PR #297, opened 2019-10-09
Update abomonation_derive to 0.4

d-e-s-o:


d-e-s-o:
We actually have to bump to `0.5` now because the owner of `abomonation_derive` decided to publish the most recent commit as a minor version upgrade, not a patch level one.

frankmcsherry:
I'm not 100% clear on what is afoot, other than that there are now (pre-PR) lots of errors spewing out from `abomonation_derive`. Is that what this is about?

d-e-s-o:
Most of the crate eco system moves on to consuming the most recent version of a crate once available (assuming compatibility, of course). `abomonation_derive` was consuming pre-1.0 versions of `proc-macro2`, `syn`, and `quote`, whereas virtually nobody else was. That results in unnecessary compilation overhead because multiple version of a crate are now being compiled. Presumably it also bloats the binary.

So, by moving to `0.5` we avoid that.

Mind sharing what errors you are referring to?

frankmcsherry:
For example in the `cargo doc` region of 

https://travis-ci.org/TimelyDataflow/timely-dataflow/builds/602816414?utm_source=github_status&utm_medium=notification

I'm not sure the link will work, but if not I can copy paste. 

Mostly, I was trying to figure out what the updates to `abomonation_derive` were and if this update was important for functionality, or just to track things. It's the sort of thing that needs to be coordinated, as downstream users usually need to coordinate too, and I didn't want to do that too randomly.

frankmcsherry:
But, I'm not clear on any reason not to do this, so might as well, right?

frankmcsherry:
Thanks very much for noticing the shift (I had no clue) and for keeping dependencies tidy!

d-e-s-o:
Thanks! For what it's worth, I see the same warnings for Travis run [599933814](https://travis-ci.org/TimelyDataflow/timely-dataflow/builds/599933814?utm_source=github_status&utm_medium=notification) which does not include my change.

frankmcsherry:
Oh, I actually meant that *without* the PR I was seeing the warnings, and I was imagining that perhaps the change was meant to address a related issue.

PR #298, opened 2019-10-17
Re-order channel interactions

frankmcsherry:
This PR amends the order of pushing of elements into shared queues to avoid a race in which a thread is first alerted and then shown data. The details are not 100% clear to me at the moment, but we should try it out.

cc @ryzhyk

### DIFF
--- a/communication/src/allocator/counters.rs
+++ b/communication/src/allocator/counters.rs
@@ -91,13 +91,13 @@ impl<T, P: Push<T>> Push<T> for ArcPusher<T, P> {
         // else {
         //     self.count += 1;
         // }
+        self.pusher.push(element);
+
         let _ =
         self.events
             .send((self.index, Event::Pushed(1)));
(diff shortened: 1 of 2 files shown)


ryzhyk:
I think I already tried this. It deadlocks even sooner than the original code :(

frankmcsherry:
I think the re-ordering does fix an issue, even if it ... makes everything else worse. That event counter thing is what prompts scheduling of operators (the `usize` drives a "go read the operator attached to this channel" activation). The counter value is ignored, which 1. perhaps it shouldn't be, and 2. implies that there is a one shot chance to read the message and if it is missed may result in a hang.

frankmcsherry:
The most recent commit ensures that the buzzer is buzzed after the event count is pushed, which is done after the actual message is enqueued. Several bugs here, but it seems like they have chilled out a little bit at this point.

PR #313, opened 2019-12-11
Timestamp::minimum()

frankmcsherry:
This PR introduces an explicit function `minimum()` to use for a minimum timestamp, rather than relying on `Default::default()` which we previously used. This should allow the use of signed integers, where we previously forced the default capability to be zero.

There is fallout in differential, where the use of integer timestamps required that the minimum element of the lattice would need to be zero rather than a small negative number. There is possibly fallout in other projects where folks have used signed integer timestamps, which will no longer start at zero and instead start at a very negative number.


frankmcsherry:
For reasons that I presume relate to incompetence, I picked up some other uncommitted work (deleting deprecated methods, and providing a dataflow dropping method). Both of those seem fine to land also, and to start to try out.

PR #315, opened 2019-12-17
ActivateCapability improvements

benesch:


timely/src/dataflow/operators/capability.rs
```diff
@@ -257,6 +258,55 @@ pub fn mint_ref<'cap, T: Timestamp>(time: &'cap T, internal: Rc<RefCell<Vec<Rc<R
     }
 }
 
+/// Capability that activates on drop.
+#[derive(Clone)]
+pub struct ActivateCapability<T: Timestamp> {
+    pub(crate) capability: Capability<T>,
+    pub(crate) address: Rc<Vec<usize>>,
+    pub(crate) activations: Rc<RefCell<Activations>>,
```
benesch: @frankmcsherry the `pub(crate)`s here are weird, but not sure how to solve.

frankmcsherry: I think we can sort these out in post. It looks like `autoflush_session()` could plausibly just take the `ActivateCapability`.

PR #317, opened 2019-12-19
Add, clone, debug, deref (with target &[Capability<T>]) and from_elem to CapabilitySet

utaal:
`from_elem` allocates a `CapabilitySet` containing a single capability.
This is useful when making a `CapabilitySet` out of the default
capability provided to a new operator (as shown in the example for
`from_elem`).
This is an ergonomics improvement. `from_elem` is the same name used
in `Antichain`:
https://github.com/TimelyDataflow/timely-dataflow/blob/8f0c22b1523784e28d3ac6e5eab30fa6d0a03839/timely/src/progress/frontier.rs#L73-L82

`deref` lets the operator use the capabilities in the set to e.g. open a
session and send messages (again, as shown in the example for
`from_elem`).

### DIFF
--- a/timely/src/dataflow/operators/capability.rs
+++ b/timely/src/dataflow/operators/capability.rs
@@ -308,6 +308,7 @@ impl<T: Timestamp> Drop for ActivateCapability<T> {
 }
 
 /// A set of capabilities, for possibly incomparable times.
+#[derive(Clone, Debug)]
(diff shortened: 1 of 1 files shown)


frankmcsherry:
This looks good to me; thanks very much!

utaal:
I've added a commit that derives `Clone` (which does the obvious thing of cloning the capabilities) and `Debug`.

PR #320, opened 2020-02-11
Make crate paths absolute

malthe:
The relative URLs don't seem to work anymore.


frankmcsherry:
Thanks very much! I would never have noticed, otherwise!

· · · · ·

Problem details -
Line count for the word "errors": tally the lines in the records that include it and give only the result.

Answer box -
2